A Kubernetes cluster consists of nodes. If you are using GKE, your node will be a Google Compute Engine instance. Each node consists of pods and services. A pod consists of one or many running containers made from Docker images. Services are used to expose pods inside a node or into the outside world. Pods are stateless and highly volatile. They come and go. We deploy our app inside pods. We can deploy the back-end, front-end, workers and MongoDB all inside the same pod but that is not a very scalable approach. We might only need one MongoDB instance, one or two front-end and back-end instances, and several workers. So we deploy them in separate pods so they can be scaled independently.

Two containers inside a pod can talk to each other easily using localhost but if they are in separate containers, i.e. our back-end and MongoDB, the pod needs a service. The service’s job is to make sure that other pods can discover and communicate with its managed pod. We do not directly talk to a pod but go through a service because, as I said earlier, pods come and go and their IP addresses might change over a matter of minutes and the existing pods will have to keep track of the changes. But services are a more stable and long-running entity and we let the services to keep track of the pods and we talk to the service instead. Even the services may have different IP addresses over time but a particular service has a consistent service name and when we want to connect to a service, we call it using its name.

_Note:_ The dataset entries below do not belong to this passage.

PR #152, opened 2017-03-27
Update for aiohttp 2.0+

achimnol:
* All tests are green.
 * ProxyConnectionError is reported as ClientConnectorError.
 * aiohttp now supports separated read/connection timeouts.

### DIFF
--- a/aiobotocore/endpoint.py
+++ b/aiobotocore/endpoint.py
@@ -190,6 +190,7 @@ class AioEndpoint(Endpoint):
                                                     headers=headers_,
                                                     data=data,
                                                     proxy=proxy,
+                                                    timeout=None,
                                                     allow_redirects=False)
         return resp
 
--- a/aiobotocore/endpoint.py
+++ b/aiobotocore/endpoint.py
@@ -1,6 +1,5 @@
 import asyncio
 import sys
-import warnings
 import yarl
 import aiohttp
 import botocore.retryhandler
--- a/aiobotocore/endpoint.py
+++ b/aiobotocore/endpoint.py
@@ -11,7 +11,7 @@ from botocore.exceptions import EndpointConnectionError, ConnectionClosedError
 from botocore.hooks import first_non_none_response
 from botocore.utils import is_valid_endpoint_url
 from botocore.vendored.requests.structures import CaseInsensitiveDict
-from aiohttp import MultiDict
+from multidict import MultiDict
 from urllib.parse import urlparse
 
 PY_35 = sys.version_info >= (3, 5)
@@ -19,10 +19,10 @@ PY_35 = sys.version_info >= (3, 5)
 # Monkey patching: We need to insert the aiohttp exception equivalents
 # The only other way to do this would be to have another config file :(
 _aiohttp_retryable_exceptions = [
-    aiohttp.errors.ClientConnectionError,
-    aiohttp.errors.TimeoutError,
-    aiohttp.errors.DisconnectedError,
-    aiohttp.errors.ClientHttpProcessingError,
+    aiohttp.ClientConnectionError,
+    aiohttp.ServerDisconnectedError,
+    aiohttp.http_exceptions.HttpProcessingError,
+    asyncio.TimeoutError,
 ]
 
 botocore.retryhandler.EXCEPTION_MAP['GENERAL_CONNECTION_ERROR'].extend(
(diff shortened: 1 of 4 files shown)


jettify:
thanks!  I will take a look tonight

aiobotocore/endpoint.py
```diff
@@ -11,18 +10,18 @@
 from botocore.hooks import first_non_none_response
 from botocore.utils import is_valid_endpoint_url
 from botocore.vendored.requests.structures import CaseInsensitiveDict
-from aiohttp import MultiDict
+from multidict import MultiDict
```
jettify: Lets add `multidict` to setupy.py as requirement

tests/test_basic_s3.py
```diff
@@ -30,7 +30,7 @@ def test_can_make_request(s3_client):
 def test_fail_proxy_request(aa_fail_proxy_config, s3_client):
     # based on test_can_make_request
 
-    with pytest.raises(ProxyConnectionError):
+    with pytest.raises(aiohttp.ClientConnectorError):
```
jettify: May be  `ClientHttpProxyError` should be used instead?

aiobotocore/endpoint.py
```diff
@@ -183,14 +182,6 @@ def _request(self, method, url, headers, data):
         headers_ = MultiDict(
             (z[0], text_(z[1], encoding='utf-8')) for z in headers.items())
 
-        # For now the request timeout is: read_timeout and max(conn_timeout)
-        # So we want to ensure that your conn_timeout won't get truncated by
-        # the read_timeout. This should be removed after
-        # (https://github.com/KeepSafe/aiohttp/issues/1524) is resolved
```
jettify: @thehesiod can you please review this part?

jettify:
looks good, few minor things to fix

aiobotocore/endpoint.py
thehesiod: @achimnol nice, thanks!

aiobotocore/endpoint.py
```diff
@@ -199,7 +190,6 @@ def _request(self, method, url, headers, data):
                                                     headers=headers_,
                                                     data=data,
                                                     proxy=proxy,
-                                                    timeout=self._read_timeout,
```
thehesiod: @achimnol  this is interesting, should we be removing it or setting it to `None` given we're setting the read + conn timeouts on the session now? I think the default was 5 minutes. Along those lines I've opened issue: https://github.com/aio-libs/aiohttp/issues/1757.

thehesiod: I think actually we have to set it to `None` or else if the read/conn timeouts are > 5 minutes it will get truncated.

tests/test_basic_s3.py
achimnol: During my tests, the exception thrown to the test case was `ClientConnectorError`. The docstring of `ClientConnectorError` describes its purpose as:
```
Raised in :class:`aiohttp.connector.TCPConnector`
if connection to proxy can not be established.
```

I have also tried `aiohttp.ClientProxyConnectionError` but it was raised as the part of nested exception chain and not caught by the test code.

Exception chain:
* `ConnectionRefusedError` (asyncio/selector_events.py, line 481) ->
* `aiohttp.client_exceptions.ClientConnectorError` (aiohttp/connector.py, line 678) ->
* `aiohttp.client_exceptions.ClientProxyConnectionError` (aiohttp/connector.py, line 692) ->
* `aiohttp.client_exceptions.ClientConnectorError` (aiohttp/connector.py, line 379) ->
* test code

aiobotocore/endpoint.py
achimnol: Agree. I will add it at the next commit.

aiobotocore/endpoint.py
achimnol: Ah, I missed that point. I will set it to None in the next commit.

tests/test_basic_s3.py
jettify: got it

jettify:
@achimnol could you please rebase your branch against master?

achimnol:
I have rebased against master, applying botocore version updated to 1.5.29.

achimnol:
Thanks! 👍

Kubernetes can resolve the service’s name into an IP address using its DNS resolver service.

There are many ways to launch a pod. Each way has its own benefits and needs a similar set of parameters. We need to specify the Docker image(s) to be run in the pod, what ports to be exposed from the container, what other pods this pod needs to talk to and a pod name preferably. This is called a pod definition and they follow the YAML syntax. Services have their own definitions. To launch a pod, we can use many controllers available in Kubernetes such as,

• ReplicaSet
• ReplicationController
• Deployment

I am using the third approach because they allow us to provide declarative updates for pods which is exactly what we plan to achieve from our CI/CD pipeline. Also, we need to create a service definition for each deployment to expose the pods inside them.

Deploying the back-end

The first deployment of the back-end needs to be done manually and after that, every deployment will be handled by our CI/CD pipeline. We dockerized and pushed our back-end image in the third part of the series so we can directly go into the manual deployment of that image. There are four components to be deployed in the back-end. Let’s discuss one by one.

MongoDB Pod

I am creating a pod definition (not a deployment) because MongoDB pod will not be updated that frequently compared to pods running our back-end or front-end and I will only need one replica of MongoDB.

mongodb-pod.yml

apiVersion parameter describes the Kubernetes API version we are requiring the pod objects from. kind is used to tell Kubernetes what kind of object we are creating. metadata is used to give the pod a name and a label. in the spec.containers array, we specify the Docker images we want to be run on this pod and a name for that container. We are pulling mongo:4.0.4 image from Docker hub and once it is run, we expose port 27017 from container and we assign it a name, mongodb-port.

MongoDB Service

This is the service definition required to expose our pod running MongoDB into the node.

mongodb-service.yml

This is the same as our pod definition, except now the kind is of “Service”. The service name we specified in metadata.name is the one we used in our server.js file in part 2. The spec array specifies the port we are exposing from the pod. We have assigned to be the default MongoDB port. The selector parameter is used to specify the pod we are exposing. See line #6 of the above MongoDB pod definition. We do not want any external traffic reaching into our database so we limit the pod access only within the cluster by assigning the port type ClusterIP.

Back-end Deployment

cloudl-server-deployment.yml

This is a Deployment definition. The apiVersion is now “apps/v1” and kind is Deployment. It too has a name and a spec array. We can specify how many replicas of this pod should be created. For now, I am creating only one. The spec.template.metadata.spec array is exactly similar to our pod definition above. It specifies the Docker images to be run and ports to be exposed. Our NodeJS back-end is running on port 5000 so I am exposing port 5000 from container and naming it “nodejs-port” to be identified by the service so the service could expose it from the pod into the node. The selector parameter is used to specify the node the pod should be created on and useful if we have multiple nodes.

Back-end Service

cloudl-server-service.yml

This is as same as our MongoDB service definition. It exposes port 5000 from the container running our NodeJS back-end into the node. This service’s name will be later used when we are deploying our front-end because our front-end pods need to find and communicate with back-end pods. And one more important thing.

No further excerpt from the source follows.